Work item
Wherever a line in the data holds the word "context", pull that line out.

--------------------------------------------------

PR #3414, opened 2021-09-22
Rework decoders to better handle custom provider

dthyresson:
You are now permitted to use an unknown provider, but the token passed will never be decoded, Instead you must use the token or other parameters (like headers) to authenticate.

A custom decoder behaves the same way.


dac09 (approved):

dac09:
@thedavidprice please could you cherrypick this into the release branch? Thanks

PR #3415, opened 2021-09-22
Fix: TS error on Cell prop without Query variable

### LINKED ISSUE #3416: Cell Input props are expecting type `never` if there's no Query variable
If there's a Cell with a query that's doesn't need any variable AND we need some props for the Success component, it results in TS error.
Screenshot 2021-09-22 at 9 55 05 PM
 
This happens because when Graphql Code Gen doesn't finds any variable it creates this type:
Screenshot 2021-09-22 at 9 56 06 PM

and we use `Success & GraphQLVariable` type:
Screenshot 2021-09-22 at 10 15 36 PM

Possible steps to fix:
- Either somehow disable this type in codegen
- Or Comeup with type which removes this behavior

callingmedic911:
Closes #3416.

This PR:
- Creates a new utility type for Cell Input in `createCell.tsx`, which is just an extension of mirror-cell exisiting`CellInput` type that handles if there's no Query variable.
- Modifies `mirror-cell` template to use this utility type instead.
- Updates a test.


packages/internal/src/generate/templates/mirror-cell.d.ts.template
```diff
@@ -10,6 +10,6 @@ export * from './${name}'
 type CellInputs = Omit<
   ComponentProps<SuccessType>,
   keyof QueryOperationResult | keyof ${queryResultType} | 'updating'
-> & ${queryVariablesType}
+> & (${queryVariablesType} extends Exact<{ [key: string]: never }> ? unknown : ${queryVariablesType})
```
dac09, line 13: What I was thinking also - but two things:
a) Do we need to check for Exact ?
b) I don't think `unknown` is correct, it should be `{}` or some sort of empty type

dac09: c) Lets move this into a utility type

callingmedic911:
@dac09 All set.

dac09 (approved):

--------------------------------------------------

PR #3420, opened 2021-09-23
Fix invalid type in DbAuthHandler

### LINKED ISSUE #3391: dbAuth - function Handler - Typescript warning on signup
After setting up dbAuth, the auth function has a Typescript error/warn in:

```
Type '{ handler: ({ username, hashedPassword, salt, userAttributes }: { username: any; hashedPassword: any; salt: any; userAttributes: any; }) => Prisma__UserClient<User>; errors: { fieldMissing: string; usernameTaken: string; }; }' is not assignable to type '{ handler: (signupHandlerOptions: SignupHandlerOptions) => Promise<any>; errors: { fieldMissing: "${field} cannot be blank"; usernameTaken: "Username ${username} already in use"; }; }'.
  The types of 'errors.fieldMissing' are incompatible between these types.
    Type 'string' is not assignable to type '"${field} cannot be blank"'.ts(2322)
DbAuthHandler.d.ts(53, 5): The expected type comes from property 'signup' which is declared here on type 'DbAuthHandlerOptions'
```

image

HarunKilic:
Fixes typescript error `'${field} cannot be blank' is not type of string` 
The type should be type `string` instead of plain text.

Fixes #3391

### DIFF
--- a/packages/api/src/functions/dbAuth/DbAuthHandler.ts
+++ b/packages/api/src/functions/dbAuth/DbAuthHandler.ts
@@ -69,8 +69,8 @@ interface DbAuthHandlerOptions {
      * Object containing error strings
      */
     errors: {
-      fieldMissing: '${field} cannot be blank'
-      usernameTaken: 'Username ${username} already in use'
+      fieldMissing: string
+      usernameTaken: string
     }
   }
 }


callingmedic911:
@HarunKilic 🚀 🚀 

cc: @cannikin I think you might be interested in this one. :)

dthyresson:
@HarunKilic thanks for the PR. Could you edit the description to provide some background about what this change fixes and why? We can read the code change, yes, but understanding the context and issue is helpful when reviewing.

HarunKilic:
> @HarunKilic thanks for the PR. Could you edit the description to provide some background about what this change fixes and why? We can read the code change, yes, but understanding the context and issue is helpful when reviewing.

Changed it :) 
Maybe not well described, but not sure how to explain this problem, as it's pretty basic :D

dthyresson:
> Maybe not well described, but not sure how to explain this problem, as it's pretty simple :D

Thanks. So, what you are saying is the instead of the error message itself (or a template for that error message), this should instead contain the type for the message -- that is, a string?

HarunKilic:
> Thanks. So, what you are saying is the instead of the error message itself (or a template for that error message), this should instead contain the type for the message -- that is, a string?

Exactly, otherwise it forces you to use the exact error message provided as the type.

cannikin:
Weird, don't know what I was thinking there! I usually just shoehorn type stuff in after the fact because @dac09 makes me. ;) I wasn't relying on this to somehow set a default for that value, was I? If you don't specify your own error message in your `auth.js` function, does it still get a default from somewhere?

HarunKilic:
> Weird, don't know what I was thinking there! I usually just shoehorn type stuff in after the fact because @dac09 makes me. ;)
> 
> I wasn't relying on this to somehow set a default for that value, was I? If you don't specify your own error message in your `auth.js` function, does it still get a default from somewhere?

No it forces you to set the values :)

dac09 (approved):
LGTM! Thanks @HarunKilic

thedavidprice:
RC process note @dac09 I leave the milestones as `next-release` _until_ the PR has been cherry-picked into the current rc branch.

--------------------------------------------------

Response to this task
@HarunKilic thanks for the PR. Could you edit the description to provide some background about what this change fixes and why? We can read the code change, yes, but understanding the context and issue is helpful when reviewing.
> @HarunKilic thanks for the PR. Could you edit the description to provide some background about what this change fixes and why? We can read the code change, yes, but understanding the context and issue is helpful when reviewing.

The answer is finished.